▶ [Task brief] Among the records, which lines include "refill"? List them.
_ _ _ _
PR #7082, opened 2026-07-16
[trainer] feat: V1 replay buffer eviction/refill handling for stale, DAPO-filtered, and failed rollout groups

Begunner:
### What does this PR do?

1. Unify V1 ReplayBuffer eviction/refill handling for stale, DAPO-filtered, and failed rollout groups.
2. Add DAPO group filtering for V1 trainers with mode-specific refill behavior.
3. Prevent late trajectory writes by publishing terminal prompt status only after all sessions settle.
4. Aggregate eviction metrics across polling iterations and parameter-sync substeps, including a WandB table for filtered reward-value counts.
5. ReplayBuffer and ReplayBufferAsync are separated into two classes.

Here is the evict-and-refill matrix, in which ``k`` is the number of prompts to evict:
_ _ _ _
▶ [Your response]
[trainer] feat: V1 replay buffer eviction/refill handling for stale, DAPO-filtered, and failed rollout groups
1. Unify V1 ReplayBuffer eviction/refill handling for stale, DAPO-filtered, and failed rollout groups.
2. Add DAPO group filtering for V1 trainers with mode-specific refill behavior.
Here is the evict-and-refill matrix, in which ``k`` is the number of prompts to evict:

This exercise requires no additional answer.